• Recorded information:

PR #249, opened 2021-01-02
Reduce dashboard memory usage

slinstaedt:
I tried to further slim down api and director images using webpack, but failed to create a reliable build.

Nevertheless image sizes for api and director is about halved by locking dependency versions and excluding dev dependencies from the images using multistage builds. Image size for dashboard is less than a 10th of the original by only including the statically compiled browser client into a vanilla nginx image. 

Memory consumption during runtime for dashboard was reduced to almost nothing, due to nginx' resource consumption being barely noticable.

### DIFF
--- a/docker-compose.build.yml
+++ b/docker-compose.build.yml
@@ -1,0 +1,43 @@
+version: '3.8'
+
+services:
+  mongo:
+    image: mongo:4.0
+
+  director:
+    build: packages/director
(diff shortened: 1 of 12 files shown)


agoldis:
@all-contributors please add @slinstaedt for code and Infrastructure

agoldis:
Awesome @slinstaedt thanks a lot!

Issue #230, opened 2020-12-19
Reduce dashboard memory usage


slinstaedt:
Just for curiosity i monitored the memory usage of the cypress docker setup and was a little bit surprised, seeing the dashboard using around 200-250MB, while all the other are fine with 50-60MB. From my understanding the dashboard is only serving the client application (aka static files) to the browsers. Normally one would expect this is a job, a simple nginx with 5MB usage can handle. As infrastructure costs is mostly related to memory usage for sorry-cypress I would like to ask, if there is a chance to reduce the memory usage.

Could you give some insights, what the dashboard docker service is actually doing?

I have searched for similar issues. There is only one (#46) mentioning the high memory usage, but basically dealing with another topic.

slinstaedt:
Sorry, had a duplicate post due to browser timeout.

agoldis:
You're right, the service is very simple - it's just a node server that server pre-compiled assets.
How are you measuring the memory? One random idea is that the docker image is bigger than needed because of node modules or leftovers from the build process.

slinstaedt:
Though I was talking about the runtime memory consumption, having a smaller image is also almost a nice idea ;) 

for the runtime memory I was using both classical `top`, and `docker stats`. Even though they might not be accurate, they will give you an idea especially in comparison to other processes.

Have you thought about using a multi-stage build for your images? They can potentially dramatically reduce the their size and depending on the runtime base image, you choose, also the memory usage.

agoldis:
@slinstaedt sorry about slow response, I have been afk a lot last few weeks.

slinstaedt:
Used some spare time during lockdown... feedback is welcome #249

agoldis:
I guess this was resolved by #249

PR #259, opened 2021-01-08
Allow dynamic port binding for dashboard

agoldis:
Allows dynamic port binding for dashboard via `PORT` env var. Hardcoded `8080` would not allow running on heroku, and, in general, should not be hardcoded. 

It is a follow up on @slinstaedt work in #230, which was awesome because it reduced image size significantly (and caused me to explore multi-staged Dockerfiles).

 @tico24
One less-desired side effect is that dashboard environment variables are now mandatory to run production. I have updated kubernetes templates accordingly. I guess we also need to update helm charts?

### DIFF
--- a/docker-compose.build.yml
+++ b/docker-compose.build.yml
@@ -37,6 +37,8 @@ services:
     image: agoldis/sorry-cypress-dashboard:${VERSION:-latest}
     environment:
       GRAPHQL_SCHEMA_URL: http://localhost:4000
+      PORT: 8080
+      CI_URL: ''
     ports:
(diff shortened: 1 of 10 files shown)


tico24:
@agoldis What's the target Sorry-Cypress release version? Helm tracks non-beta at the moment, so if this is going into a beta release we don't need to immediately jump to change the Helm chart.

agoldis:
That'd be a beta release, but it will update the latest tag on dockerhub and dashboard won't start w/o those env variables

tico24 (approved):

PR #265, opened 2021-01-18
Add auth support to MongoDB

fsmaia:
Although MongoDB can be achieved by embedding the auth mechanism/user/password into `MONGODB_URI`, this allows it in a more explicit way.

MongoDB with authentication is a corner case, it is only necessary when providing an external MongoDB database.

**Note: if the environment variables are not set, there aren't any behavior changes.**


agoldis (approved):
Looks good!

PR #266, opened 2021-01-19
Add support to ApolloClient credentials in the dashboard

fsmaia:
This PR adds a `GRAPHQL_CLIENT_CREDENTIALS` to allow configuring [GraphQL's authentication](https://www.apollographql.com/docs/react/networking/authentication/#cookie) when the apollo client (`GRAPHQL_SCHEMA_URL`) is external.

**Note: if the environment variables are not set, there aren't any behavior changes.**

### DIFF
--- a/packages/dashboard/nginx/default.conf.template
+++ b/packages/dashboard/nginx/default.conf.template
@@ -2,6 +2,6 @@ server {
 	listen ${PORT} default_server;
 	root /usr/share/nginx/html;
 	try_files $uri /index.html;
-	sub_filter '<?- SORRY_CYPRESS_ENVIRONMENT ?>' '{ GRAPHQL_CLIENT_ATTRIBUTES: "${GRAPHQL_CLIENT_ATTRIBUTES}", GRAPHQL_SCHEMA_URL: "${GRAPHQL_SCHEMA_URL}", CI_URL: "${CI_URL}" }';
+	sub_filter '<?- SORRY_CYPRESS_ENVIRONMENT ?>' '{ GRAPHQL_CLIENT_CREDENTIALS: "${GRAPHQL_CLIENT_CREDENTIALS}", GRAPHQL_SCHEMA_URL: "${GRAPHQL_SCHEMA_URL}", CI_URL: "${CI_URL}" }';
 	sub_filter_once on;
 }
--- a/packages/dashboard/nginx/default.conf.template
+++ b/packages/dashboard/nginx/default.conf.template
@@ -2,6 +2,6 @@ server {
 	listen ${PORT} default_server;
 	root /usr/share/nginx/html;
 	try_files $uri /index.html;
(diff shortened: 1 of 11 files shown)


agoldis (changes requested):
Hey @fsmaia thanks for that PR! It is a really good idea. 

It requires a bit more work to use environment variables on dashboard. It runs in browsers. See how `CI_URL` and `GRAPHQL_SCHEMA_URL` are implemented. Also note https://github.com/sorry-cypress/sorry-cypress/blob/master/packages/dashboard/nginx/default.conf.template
==
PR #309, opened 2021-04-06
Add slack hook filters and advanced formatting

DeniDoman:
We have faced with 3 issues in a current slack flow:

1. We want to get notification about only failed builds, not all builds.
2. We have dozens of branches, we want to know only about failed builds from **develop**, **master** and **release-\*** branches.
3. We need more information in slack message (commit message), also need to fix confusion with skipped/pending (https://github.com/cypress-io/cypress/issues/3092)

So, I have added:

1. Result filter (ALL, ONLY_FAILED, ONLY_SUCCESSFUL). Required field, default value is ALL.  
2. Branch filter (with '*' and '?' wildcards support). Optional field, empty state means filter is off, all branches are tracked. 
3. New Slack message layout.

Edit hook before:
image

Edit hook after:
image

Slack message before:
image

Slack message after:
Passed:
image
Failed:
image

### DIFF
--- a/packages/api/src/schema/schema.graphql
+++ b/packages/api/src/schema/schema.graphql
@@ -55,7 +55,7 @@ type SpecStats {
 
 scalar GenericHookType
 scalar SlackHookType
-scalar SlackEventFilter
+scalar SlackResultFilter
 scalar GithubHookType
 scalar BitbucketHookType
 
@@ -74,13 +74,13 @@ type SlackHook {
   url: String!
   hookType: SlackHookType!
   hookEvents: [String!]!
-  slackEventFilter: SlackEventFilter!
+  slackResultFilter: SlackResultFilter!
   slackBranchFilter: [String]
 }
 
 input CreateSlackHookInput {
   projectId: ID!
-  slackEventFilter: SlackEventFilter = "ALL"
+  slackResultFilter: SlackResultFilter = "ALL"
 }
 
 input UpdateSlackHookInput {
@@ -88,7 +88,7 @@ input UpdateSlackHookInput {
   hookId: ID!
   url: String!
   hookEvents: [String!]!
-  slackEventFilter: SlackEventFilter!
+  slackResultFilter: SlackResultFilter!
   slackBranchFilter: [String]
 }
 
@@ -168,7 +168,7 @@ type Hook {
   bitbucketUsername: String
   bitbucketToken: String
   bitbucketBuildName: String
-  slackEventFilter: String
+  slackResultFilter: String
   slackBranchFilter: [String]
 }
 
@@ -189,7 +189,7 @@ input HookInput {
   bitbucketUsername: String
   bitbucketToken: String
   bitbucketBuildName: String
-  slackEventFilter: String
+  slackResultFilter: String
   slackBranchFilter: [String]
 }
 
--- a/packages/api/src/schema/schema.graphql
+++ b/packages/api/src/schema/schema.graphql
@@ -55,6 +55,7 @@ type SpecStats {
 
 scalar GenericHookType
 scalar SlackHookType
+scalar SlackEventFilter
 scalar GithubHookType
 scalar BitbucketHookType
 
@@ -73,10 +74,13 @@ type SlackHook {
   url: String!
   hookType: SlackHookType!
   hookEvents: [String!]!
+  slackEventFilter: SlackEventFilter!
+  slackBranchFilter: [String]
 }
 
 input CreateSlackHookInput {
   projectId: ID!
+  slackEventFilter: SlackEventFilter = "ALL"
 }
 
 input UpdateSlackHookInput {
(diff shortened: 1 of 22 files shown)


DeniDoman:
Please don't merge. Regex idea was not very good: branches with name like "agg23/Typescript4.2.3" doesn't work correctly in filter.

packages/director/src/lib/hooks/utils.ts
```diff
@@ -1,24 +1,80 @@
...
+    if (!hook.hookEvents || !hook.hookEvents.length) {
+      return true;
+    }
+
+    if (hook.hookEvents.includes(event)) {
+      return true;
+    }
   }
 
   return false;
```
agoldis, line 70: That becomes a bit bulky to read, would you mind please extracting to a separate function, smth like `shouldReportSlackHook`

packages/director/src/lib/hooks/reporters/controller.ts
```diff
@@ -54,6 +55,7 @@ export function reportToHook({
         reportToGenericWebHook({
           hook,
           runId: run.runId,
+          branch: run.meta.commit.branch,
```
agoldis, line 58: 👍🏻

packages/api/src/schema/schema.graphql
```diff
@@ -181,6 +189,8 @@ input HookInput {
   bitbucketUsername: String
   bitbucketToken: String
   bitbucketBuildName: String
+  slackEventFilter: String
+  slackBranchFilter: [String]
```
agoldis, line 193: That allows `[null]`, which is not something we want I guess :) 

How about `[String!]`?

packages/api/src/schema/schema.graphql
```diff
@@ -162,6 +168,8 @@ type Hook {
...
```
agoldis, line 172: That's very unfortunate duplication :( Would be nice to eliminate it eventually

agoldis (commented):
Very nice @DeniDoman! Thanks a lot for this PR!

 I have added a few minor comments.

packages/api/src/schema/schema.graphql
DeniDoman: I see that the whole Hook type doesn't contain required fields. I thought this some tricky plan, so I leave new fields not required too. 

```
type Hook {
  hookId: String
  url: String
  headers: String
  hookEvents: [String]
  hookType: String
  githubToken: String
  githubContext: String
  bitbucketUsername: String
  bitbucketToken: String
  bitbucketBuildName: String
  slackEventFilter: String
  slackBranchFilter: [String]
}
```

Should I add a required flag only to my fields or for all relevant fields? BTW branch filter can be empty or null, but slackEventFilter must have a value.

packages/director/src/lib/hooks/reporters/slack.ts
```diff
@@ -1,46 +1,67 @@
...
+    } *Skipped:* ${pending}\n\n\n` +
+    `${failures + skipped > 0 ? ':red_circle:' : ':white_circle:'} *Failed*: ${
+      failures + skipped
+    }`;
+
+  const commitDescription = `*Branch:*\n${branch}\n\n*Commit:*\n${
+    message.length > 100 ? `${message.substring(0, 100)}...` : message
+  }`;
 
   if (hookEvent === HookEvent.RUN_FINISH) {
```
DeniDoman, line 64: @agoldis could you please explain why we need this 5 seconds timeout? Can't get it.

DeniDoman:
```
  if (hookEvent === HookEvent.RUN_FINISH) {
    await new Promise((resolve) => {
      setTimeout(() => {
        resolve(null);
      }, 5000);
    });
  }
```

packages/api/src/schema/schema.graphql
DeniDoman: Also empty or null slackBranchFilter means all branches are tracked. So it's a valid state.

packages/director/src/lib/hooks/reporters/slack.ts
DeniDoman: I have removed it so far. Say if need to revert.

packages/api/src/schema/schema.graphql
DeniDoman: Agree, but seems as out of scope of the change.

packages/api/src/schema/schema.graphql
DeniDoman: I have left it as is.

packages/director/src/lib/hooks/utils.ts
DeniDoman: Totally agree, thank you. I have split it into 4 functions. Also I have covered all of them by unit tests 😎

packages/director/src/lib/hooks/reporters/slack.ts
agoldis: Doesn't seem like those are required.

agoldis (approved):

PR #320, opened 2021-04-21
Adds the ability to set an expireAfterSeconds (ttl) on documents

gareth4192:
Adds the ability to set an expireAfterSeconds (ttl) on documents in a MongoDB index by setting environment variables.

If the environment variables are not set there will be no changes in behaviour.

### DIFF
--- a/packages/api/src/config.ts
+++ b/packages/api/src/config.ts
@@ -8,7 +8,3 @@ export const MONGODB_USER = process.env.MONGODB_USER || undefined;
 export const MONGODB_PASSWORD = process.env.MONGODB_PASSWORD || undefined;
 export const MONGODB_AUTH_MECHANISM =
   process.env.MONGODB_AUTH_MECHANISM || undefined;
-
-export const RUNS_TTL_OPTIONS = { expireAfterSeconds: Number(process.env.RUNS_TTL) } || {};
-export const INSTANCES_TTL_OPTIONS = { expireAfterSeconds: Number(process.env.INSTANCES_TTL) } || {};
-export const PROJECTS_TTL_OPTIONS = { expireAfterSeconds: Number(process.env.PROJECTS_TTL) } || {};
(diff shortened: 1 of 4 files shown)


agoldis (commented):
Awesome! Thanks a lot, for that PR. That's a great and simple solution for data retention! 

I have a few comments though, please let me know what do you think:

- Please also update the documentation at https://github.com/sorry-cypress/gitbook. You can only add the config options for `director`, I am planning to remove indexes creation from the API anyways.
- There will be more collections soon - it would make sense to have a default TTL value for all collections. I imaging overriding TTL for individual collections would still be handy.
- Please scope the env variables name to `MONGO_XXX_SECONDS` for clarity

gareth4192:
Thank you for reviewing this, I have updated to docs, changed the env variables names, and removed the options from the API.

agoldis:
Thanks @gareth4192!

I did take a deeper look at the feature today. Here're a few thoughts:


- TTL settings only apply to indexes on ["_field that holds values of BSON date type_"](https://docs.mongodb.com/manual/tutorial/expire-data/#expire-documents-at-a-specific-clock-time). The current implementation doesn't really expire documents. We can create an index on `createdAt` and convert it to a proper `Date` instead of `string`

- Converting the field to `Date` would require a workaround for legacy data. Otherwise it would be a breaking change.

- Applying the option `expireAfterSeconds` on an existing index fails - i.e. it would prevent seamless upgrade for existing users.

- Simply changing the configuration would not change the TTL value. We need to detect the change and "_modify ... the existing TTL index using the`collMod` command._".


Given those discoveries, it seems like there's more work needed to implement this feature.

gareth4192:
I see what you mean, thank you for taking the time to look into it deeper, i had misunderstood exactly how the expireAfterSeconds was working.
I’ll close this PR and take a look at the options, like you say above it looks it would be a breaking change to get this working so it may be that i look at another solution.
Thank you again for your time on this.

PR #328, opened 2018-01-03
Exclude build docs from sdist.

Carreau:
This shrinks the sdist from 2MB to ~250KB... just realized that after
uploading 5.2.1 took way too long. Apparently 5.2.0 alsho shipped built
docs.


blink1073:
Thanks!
---
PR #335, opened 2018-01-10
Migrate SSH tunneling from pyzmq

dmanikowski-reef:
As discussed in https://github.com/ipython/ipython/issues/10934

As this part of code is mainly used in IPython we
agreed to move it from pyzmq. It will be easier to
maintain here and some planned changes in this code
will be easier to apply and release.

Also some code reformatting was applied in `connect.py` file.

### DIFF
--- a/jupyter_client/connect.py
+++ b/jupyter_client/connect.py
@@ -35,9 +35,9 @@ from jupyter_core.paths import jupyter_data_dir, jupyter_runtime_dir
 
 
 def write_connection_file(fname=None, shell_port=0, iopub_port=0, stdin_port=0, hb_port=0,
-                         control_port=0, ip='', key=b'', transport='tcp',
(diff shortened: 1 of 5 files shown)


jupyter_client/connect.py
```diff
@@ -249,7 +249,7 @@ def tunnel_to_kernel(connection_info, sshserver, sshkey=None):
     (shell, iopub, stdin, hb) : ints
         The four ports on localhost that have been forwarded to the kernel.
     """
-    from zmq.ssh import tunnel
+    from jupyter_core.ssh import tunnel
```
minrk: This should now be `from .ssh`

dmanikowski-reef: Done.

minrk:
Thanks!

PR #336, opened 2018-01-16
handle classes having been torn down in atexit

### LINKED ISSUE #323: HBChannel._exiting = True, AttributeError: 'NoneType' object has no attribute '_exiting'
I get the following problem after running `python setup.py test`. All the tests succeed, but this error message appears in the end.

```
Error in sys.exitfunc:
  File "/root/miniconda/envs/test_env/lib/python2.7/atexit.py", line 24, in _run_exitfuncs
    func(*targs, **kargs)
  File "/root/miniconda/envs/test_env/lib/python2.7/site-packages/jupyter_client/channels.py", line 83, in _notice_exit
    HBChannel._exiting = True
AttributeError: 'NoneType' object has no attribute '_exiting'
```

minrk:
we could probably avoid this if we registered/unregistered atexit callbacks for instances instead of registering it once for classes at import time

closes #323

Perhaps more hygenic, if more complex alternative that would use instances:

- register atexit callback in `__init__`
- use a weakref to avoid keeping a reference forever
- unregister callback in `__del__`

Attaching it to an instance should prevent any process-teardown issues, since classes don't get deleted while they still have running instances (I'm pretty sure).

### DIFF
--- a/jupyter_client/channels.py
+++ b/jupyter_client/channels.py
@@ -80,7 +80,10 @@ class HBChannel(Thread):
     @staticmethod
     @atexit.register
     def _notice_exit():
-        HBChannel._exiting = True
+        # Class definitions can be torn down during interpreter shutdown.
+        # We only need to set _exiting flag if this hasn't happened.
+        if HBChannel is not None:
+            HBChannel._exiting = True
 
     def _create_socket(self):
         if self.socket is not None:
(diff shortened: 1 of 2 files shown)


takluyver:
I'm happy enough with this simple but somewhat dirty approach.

• Your task:
All lines with the word "input" need to be copied from the data above.

• Result below:
 input CreateSlackHookInput {
 input UpdateSlackHookInput {
@@ -88,7 +88,7 @@ input UpdateSlackHookInput {
@@ -189,7 +189,7 @@ input HookInput {
 input CreateSlackHookInput {
 input UpdateSlackHookInput {
@@ -181,6 +189,8 @@ input HookInput {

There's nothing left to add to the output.